Review of the "Medical Staff General Rules & Regulations," undated, indicated , "4.1 Informed consent: It shall be the physician's responsibility to obtain an informed consent for any procedure or treatment from the patient or his/her legally constituted representative. Evidence of an informed consent shall be documented in the medical record by the physician prior to the commencement (beginning) of the procedure." "4.2 Consent: the consent form must state the name of the involved physician and/or operating surgeon and the name of the proposed procedures and/or nature of the treatment.
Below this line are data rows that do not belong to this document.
PR #64319, opened 2025-10-21
[BugFix] Consider the replica status when choosing a replica for backup

srlch:
# Why I'm doing:
In some cases, if the backend node is not available, the replica status will be DEAD.
But the replica has not any invalid version info.
Some the backup job will choose this replica for backup, but the backup job will fail.

# What I'm doing:
Add a check to the replica status when choosing a replica for backup.
If the replica status is DEAD, skip this replica.

Fixes #issue

## What type of PR is this:

- [x] BugFix
- [ ] Feature
- [ ] Enhancement
- [ ] Refactor
- [ ] UT
- [ ] Doc
- [ ] Tool

- [ ] Feature removed

## Checklist:

- [ ] This is a backport pr

  - [x] 4.0
  - [x] 3.5
  - [ ] 3.4
  - [ ] 3.3

### DIFF
--- a/fe/fe-core/src/main/java/com/starrocks/catalog/Replica.java
+++ b/fe/fe-core/src/main/java/com/starrocks/catalog/Replica.java
@@ -52,7 +52,8 @@ public class Replica implements Writable {
 
     public static final int DEPRECATED_PROP_SCHEMA_HASH = 0;
 
-    public static ReplicaStatus computeReplicaStatus(Replica replica, SystemInfoService infoService, long visibleVersion, int schemaHash) {
+    public static ReplicaStatus computeReplicaStatus(Replica replica, SystemInfoService infoService,
+                                                     long visibleVersion, int schemaHash) {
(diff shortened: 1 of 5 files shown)


fe/fe-core/src/main/java/com/starrocks/catalog/Replica.java
```diff
@@ -50,6 +52,21 @@ public class Replica implements Writable {
 
     public static final int DEPRECATED_PROP_SCHEMA_HASH = 0;
 
+    public static ReplicaStatus computeReplicaStatus(Replica replica, SystemInfoService infoService,
```
xiangguangyxg: Use a member function instead of a static function will be better?

srlch: Fixed

xiangguangyxg (approved):

wyb (approved):

nshangyimingCD (approved):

It is to be understood that the informed consent is delivered only when the patient has been advised in lay terminology of the calculated risk, or complications, injury or even death, from known and unknown causes and no warranty or guarantee has been made as to the result or cure". "The practitioner who is performing the procedure must document the consent discussion, listing the benefits, risks and alternatives."

According to the Society of Laparoendoscopic Surgeons, Prevention & Management of Laparoendoscopic Surgical Complications, 3rd Edition, August 10, 2012, Chapter 66, "Complications of Laparoscopic and Robotic Nephron Sparing Surgery" (surgery through small holes in the patient's abdomen, using video and use of a robotic assistant) indicated, "Preoperatively, patients should be consented for the possibility of radical nephrectomy (removal of kidney) or open surgery (surgery performed through a large vertical incision)."

Review on June 5, 2013 of the "Provider Certification of Informed Consent, dated 7/10/2012", for Patient 20, indicated under "For the following surgical, diagnostic or therapeutic procedure(s): Robotic partial left nephrectomy (partial removal of kidney using robotic assistant)." There was no other information written in this section. Also, "I, the undersigned physician, hereby certify that I have discussed the procedure described above with this patient...including...A description of attendant discomfort, complications, or risks to the patient that may occur. A description of particular discomfort, risks or complications, and their management and prevention.."

During an interview on June 6, 2013 at 11:25 AM with MD 2, he was asked about the brief surgical consent documented in Patient 20's chart. He stated that in the catheterization lab department, all of the possible procedures (example: the need to change from small holes in the abdomen to a larger vertical incision) must be put on the consent form. Also, he added that the form must be complete before the patient can be brought to the procedure table. When asked what he expected, he answered that he "expected a complete consent." He also acknowledged that the consent for Patient 20 was not complete.

During an interview on June 6, 2013 at 11:45 AM with MD 6, when he was asked about the brief consent form in Patient 20's chart, he agreed that the "consent should be more complete, and I will make sure that consents are more complete in the future."